● What you will do:
In the listing below, locate the lines bearing the word "only". Copy every one of them.

● Supplied material:
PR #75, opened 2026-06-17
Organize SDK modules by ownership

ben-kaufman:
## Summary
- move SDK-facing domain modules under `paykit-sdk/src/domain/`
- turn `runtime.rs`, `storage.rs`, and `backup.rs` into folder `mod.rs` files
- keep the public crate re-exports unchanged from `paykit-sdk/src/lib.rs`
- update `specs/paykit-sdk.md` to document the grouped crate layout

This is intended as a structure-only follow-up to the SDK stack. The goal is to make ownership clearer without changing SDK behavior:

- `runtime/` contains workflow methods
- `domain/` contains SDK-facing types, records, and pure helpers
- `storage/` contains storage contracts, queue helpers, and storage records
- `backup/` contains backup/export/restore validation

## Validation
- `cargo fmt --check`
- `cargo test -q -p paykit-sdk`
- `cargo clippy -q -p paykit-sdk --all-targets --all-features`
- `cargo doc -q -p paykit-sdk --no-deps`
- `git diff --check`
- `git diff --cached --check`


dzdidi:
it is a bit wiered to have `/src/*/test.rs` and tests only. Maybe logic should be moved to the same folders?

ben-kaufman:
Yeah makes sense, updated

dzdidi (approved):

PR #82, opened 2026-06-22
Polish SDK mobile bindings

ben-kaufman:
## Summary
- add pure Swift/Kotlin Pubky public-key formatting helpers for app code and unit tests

● Solution to this problem:
This is intended as a structure-only follow-up to the SDK stack. The goal is to make ownership clearer without changing SDK behavior:
it is a bit wiered to have `/src/*/test.rs` and tests only. Maybe logic should be moved to the same folders?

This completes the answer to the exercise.